• Your assignment: Working line by line, output the entries below exactly as they appear.

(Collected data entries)
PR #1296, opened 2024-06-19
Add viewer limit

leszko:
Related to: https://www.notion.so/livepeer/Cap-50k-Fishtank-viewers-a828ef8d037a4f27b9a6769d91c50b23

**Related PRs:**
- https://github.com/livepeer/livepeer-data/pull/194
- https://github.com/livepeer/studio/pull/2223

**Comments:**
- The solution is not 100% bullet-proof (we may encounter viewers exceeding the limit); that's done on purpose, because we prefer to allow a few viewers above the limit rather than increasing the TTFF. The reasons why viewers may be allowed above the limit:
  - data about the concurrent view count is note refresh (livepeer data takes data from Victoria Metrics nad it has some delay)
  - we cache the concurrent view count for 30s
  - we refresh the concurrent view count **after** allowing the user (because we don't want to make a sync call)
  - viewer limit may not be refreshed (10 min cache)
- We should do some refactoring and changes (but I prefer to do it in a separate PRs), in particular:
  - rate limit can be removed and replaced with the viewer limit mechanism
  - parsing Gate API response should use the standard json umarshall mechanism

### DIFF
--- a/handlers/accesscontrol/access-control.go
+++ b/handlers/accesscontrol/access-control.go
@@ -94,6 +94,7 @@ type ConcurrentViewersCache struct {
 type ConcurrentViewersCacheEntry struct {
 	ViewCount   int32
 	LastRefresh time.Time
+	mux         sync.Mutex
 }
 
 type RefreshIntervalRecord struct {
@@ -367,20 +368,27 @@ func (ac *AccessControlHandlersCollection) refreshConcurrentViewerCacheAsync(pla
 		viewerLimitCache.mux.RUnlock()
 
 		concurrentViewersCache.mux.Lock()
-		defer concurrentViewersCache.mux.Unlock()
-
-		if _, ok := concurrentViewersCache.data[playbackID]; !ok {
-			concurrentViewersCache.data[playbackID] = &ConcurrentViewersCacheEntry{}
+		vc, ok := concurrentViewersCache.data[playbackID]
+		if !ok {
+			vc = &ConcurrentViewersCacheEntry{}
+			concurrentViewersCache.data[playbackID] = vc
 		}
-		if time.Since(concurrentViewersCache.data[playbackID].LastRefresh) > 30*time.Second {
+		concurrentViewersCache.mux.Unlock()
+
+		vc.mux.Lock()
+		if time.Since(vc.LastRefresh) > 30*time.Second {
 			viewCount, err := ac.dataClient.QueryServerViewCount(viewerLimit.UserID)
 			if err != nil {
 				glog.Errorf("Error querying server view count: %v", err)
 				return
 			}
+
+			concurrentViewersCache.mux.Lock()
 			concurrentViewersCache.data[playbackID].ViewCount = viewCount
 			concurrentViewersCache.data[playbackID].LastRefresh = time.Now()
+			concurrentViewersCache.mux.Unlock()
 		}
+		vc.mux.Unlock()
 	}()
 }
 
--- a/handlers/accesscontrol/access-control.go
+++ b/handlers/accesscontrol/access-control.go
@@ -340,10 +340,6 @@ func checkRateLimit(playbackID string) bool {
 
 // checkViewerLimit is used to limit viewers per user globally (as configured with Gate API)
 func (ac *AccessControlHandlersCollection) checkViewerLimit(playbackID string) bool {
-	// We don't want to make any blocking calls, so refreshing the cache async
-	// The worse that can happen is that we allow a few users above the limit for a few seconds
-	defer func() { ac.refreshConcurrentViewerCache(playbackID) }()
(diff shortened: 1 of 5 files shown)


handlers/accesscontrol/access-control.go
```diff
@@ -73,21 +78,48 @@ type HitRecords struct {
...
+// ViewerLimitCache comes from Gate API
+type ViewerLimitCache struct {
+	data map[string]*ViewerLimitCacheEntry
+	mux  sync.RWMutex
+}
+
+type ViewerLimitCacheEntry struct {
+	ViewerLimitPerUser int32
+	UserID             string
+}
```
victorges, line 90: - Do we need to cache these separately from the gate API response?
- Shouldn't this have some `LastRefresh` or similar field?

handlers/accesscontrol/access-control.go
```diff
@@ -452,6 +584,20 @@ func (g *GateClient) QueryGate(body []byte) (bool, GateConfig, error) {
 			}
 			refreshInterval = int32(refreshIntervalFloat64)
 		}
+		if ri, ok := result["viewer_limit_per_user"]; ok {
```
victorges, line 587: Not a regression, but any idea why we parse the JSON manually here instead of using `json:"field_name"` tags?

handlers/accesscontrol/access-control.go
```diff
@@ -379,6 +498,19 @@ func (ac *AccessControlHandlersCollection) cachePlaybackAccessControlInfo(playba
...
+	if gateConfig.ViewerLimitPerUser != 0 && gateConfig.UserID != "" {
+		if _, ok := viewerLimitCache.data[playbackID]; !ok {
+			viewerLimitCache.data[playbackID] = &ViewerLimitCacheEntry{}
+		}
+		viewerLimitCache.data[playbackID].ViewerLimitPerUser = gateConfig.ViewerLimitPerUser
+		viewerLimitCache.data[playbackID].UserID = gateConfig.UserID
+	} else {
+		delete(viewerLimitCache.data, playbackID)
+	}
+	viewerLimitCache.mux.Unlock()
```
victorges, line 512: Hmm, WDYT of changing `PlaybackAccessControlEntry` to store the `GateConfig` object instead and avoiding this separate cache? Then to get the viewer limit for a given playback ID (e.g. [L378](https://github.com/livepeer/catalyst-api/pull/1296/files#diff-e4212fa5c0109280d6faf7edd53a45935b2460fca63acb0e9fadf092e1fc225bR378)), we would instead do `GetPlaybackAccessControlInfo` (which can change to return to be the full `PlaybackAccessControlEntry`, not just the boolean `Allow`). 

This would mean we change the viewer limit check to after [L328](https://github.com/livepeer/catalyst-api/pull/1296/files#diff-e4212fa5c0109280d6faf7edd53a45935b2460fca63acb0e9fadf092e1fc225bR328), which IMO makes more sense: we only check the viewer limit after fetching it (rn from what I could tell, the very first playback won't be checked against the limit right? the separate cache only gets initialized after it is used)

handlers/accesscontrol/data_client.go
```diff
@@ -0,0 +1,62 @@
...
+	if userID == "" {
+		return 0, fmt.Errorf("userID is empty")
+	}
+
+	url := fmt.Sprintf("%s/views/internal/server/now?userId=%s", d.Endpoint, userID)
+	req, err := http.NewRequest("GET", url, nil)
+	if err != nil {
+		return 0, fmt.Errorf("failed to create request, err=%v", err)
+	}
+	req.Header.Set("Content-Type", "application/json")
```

• Reply:
PR #1296, opened 2024-06-19
Add viewer limit

leszko:
Related to: https://www.notion.so/livepeer/Cap-50k-Fishtank-viewers-a828ef8d037a4f27b9a6769d91c50b23

**Related PRs:**
- https://github.com/livepeer/livepeer-data/pull/194
- https://github.com/livepeer/studio/pull/2223

**Comments:**
- The solution is not 100% bullet-proof (we may encounter viewers exceeding the limit); that's done on purpose, because we prefer to allow a few viewers above the limit rather than increasing the TTFF. The reasons why viewers may be allowed above the limit:
  - data about the concurrent view count is note refresh (livepeer data takes data from Victoria Metrics nad it has some delay)
  - we cache the concurrent view count for 30s
  - we refresh the concurrent view count **after** allowing the user (because we don't want to make a sync call)
  - viewer limit may not be refreshed (10 min cache)
- We should do some refactoring and changes (but I prefer to do it in a separate PRs), in particular:
  - rate limit can be removed and replaced with the viewer limit mechanism
  - parsing Gate API response should use the standard json umarshall mechanism

### DIFF
--- a/handlers/accesscontrol/access-control.go
+++ b/handlers/accesscontrol/access-control.go
@@ -94,6 +94,7 @@ type ConcurrentViewersCache struct {
 type ConcurrentViewersCacheEntry struct {
 	ViewCount   int32
 	LastRefresh time.Time
+	mux         sync.Mutex
 }
 
 type RefreshIntervalRecord struct {
@@ -367,20 +368,27 @@ func (ac *AccessControlHandlersCollection) refreshConcurrentViewerCacheAsync(pla
 		viewerLimitCache.mux.RUnlock()
 
 		concurrentViewersCache.mux.Lock()
-		defer concurrentViewersCache.mux.Unlock()
-
-		if _, ok := concurrentViewersCache.data[playbackID]; !ok {
-			concurrentViewersCache.data[playbackID] = &ConcurrentViewersCacheEntry{}
+		vc, ok := concurrentViewersCache.data[playbackID]
+		if !ok {
+			vc = &ConcurrentViewersCacheEntry{}
+			concurrentViewersCache.data[playbackID] = vc
 		}
-		if time.Since(concurrentViewersCache.data[playbackID].LastRefresh) > 30*time.Second {
+		concurrentViewersCache.mux.Unlock()
+
+		vc.mux.Lock()
+		if time.Since(vc.LastRefresh) > 30*time.Second {
 			viewCount, err := ac.dataClient.QueryServerViewCount(viewerLimit.UserID)
 			if err != nil {
 				glog.Errorf("Error querying server view count: %v", err)
 				return
 			}
+
+			concurrentViewersCache.mux.Lock()
 			concurrentViewersCache.data[playbackID].ViewCount = viewCount
 			concurrentViewersCache.data[playbackID].LastRefresh = time.Now()
+			concurrentViewersCache.mux.Unlock()
 		}
+		vc.mux.Unlock()
 	}()
 }
 
--- a/handlers/accesscontrol/access-control.go
+++ b/handlers/accesscontrol/access-control.go
@@ -340,10 +340,6 @@ func checkRateLimit(playbackID string) bool {
 
 // checkViewerLimit is used to limit viewers per user globally (as configured with Gate API)
 func (ac *AccessControlHandlersCollection) checkViewerLimit(playbackID string) bool {
-	// We don't want to make any blocking calls, so refreshing the cache async
-	// The worse that can happen is that we allow a few users above the limit for a few seconds
-	defer func() { ac.refreshConcurrentViewerCache(playbackID) }()
(diff shortened: 1 of 5 files shown)


handlers/accesscontrol/access-control.go
```diff
@@ -73,21 +78,48 @@ type HitRecords struct {
...
+// ViewerLimitCache comes from Gate API
+type ViewerLimitCache struct {
+	data map[string]*ViewerLimitCacheEntry
+	mux  sync.RWMutex
+}
+
+type ViewerLimitCacheEntry struct {
+	ViewerLimitPerUser int32
+	UserID             string
+}
```
victorges, line 90: - Do we need to cache these separately from the gate API response?
- Shouldn't this have some `LastRefresh` or similar field?

handlers/accesscontrol/access-control.go
```diff
@@ -452,6 +584,20 @@ func (g *GateClient) QueryGate(body []byte) (bool, GateConfig, error) {
 			}
 			refreshInterval = int32(refreshIntervalFloat64)
 		}
+		if ri, ok := result["viewer_limit_per_user"]; ok {
```
victorges, line 587: Not a regression, but any idea why we parse the JSON manually here instead of using `json:"field_name"` tags?

handlers/accesscontrol/access-control.go
```diff
@@ -379,6 +498,19 @@ func (ac *AccessControlHandlersCollection) cachePlaybackAccessControlInfo(playba
...
+	if gateConfig.ViewerLimitPerUser != 0 && gateConfig.UserID != "" {
+		if _, ok := viewerLimitCache.data[playbackID]; !ok {
+			viewerLimitCache.data[playbackID] = &ViewerLimitCacheEntry{}
+		}
+		viewerLimitCache.data[playbackID].ViewerLimitPerUser = gateConfig.ViewerLimitPerUser
+		viewerLimitCache.data[playbackID].UserID = gateConfig.UserID
+	} else {
+		delete(viewerLimitCache.data, playbackID)
+	}
+	viewerLimitCache.mux.Unlock()
```
victorges, line 512: Hmm, WDYT of changing `PlaybackAccessControlEntry` to store the `GateConfig` object instead and avoiding this separate cache? Then to get the viewer limit for a given playback ID (e.g. [L378](https://github.com/livepeer/catalyst-api/pull/1296/files#diff-e4212fa5c0109280d6faf7edd53a45935b2460fca63acb0e9fadf092e1fc225bR378)), we would instead do `GetPlaybackAccessControlInfo` (which can change to return to be the full `PlaybackAccessControlEntry`, not just the boolean `Allow`). 

This would mean we change the viewer limit check to after [L328](https://github.com/livepeer/catalyst-api/pull/1296/files#diff-e4212fa5c0109280d6faf7edd53a45935b2460fca63acb0e9fadf092e1fc225bR328), which IMO makes more sense: we only check the viewer limit after fetching it (rn from what I could tell, the very first playback won't be checked against the limit right? the separate cache only gets initialized after it is used)

handlers/accesscontrol/data_client.go
```diff
@@ -0,0 +1,62 @@
...
+	if userID == "" {
+		return 0, fmt.Errorf("userID is empty")
+	}
+
+	url := fmt.Sprintf("%s/views/internal/server/now?userId=%s", d.Endpoint, userID)
+	req, err := http.NewRequest("GET", url, nil)
+	if err != nil {
+		return 0, fmt.Errorf("failed to create request, err=%v", err)
+	}
+	req.Header.Set("Content-Type", "application/json")
```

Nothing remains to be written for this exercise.